---------- Excerpted data ----------

PR #118, opened 2017-05-29
Include team reads and unreads

enahum:
#### Summary
Handle messages to mark the team as read or unread

#### Ticket Link
 https://mattermost.atlassian.net/browse/RN-137

#### Checklist

### DIFF
--- a/src/actions/channels.js
+++ b/src/actions/channels.js
@@ -810,7 +810,7 @@ export function markChannelAsRead(channelId, prevChannelId) {
 
                 let teamMsgCount = 0;
                 if (totalMsgCount) {
-                    teamMsgCount =  totalMsgCount - channelMember.msg_count;
+                    teamMsgCount = totalMsgCount - channelMember.msg_count;
                 }
                 teamMember.msg_count = teamMember.msg_count - teamMsgCount;
             }
@@ -837,7 +837,7 @@ export function markChannelAsRead(channelId, prevChannelId) {
 
                     let teamMsgCount = 0;
                     if (prevTotalMsgCount) {
-                        teamMsgCount =  prevTotalMsgCount - prevChannelMember.msg_count;
+                        teamMsgCount = prevTotalMsgCount - prevChannelMember.msg_count;
                     }
                     teamMember.msg_count = teamMember.msg_count - teamMsgCount;
                 }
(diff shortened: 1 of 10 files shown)


src/actions/channels.js
```diff
@@ -793,14 +793,22 @@ export function updateChannelPurpose(channelId, purpose) {
...
-        if (channels[channelId] && channelMember) {
-            totalMsgCount = channels[channelId].total_msg_count;
+        let teamMember;
+        if (channel && channelMember) {
+            totalMsgCount = channel.total_msg_count;
+
+            if (channel.team_id) {
+                teamMember = {...teamMembers[channel.team_id]};
+                teamMember.mention_count = teamMember.mention_count - channelMember.mention_count;
+                teamMember.msg_count = teamMember.msg_count - (totalMsgCount ? (totalMsgCount - channelMember.msg_count) : totalMsgCount);
```
jwilander: This line is a bit confusing to read but not a big deal

src/actions/channels.js
```diff
@@ -827,17 +843,34 @@ export function markChannelAsRead(channelId, prevChannelId) {
...
+        }
+
         if (actions.length) {
             dispatch(batchActions([...actions]), getState);
         }
     };
 }
 
-export function markChannelAsUnread(channelId, mentionsArray) {
+export function markChannelAsUnread(teamId, channelId, mentionsArray) {
```
jwilander: Is it possible to get the team id from the channel object so we don't need to pass it in here? If it's too much work then this is fine, 0/5

src/actions/users.js
```diff
@@ -151,11 +158,13 @@ export function loadMe() {
         const prefs = getMyPreferences()(dispatch, getState);
         const teams = getMyTeams()(dispatch, getState);
         const members = getMyTeamMembers()(dispatch, getState);
+        const teamUnreads = getMyTeamUnreads()(dispatch, getState);
 
         await me;
         await prefs;
         await teams;
         await members;
+        await teamUnreads;
```
jwilander: Do we need to wait on this or is it ok if it pops in a short time after loading? Just wondering if we can remove the `await`

src/actions/channels.js
enahum: The problem with that is you may get a post from a channel in a team that hasn't been loaded yet and then you don't have the channel in the store, no channel in the store means no team_id, sounds about right?

src/actions/users.js
enahum: can do

enahum:
@jwilander done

----------

> [How to complete this task]:
Reproduce, word for word, all of the entries above.

> [Answer for this exercise]:
PR #118, opened 2017-05-29
Include team reads and unreads

enahum:
#### Summary
Handle messages to mark the team as read or unread

#### Ticket Link
 https://mattermost.atlassian.net/browse/RN-137

#### Checklist

### DIFF
--- a/src/actions/channels.js
+++ b/src/actions/channels.js
@@ -810,7 +810,7 @@ export function markChannelAsRead(channelId, prevChannelId) {
 
                 let teamMsgCount = 0;
                 if (totalMsgCount) {
-                    teamMsgCount =  totalMsgCount - channelMember.msg_count;
+                    teamMsgCount = totalMsgCount - channelMember.msg_count;
                 }
                 teamMember.msg_count = teamMember.msg_count - teamMsgCount;
             }
@@ -837,7 +837,7 @@ export function markChannelAsRead(channelId, prevChannelId) {
 
                     let teamMsgCount = 0;
                     if (prevTotalMsgCount) {
-                        teamMsgCount =  prevTotalMsgCount - prevChannelMember.msg_count;
+                        teamMsgCount = prevTotalMsgCount - prevChannelMember.msg_count;
                     }
                     teamMember.msg_count = teamMember.msg_count - teamMsgCount;
                 }
(diff shortened: 1 of 10 files shown)


src/actions/channels.js
```diff
@@ -793,14 +793,22 @@ export function updateChannelPurpose(channelId, purpose) {
...
-        if (channels[channelId] && channelMember) {
-            totalMsgCount = channels[channelId].total_msg_count;
+        let teamMember;
+        if (channel && channelMember) {
+            totalMsgCount = channel.total_msg_count;
+
+            if (channel.team_id) {
+                teamMember = {...teamMembers[channel.team_id]};
+                teamMember.mention_count = teamMember.mention_count - channelMember.mention_count;
+                teamMember.msg_count = teamMember.msg_count - (totalMsgCount ? (totalMsgCount - channelMember.msg_count) : totalMsgCount);
```
jwilander: This line is a bit confusing to read but not a big deal

src/actions/channels.js
```diff
@@ -827,17 +843,34 @@ export function markChannelAsRead(channelId, prevChannelId) {
...
+        }
+
         if (actions.length) {
             dispatch(batchActions([...actions]), getState);
         }
     };
 }
 
-export function markChannelAsUnread(channelId, mentionsArray) {
+export function markChannelAsUnread(teamId, channelId, mentionsArray) {
```
jwilander: Is it possible to get the team id from the channel object so we don't need to pass it in here? If it's too much work then this is fine, 0/5

src/actions/users.js
```diff
@@ -151,11 +158,13 @@ export function loadMe() {
         const prefs = getMyPreferences()(dispatch, getState);
         const teams = getMyTeams()(dispatch, getState);
         const members = getMyTeamMembers()(dispatch, getState);
+        const teamUnreads = getMyTeamUnreads()(dispatch, getState);
 
         await me;
         await prefs;
         await teams;
         await members;
+        await teamUnreads;
```
jwilander: Do we need to wait on this or is it ok if it pops in a short time after loading? Just wondering if we can remove the `await`

src/actions/channels.js
enahum: The problem with that is you may get a post from a channel in a team that hasn't been loaded yet and then you don't have the channel in the store, no channel in the store means no team_id, sounds about right?

src/actions/users.js
enahum: can do

enahum:
@jwilander done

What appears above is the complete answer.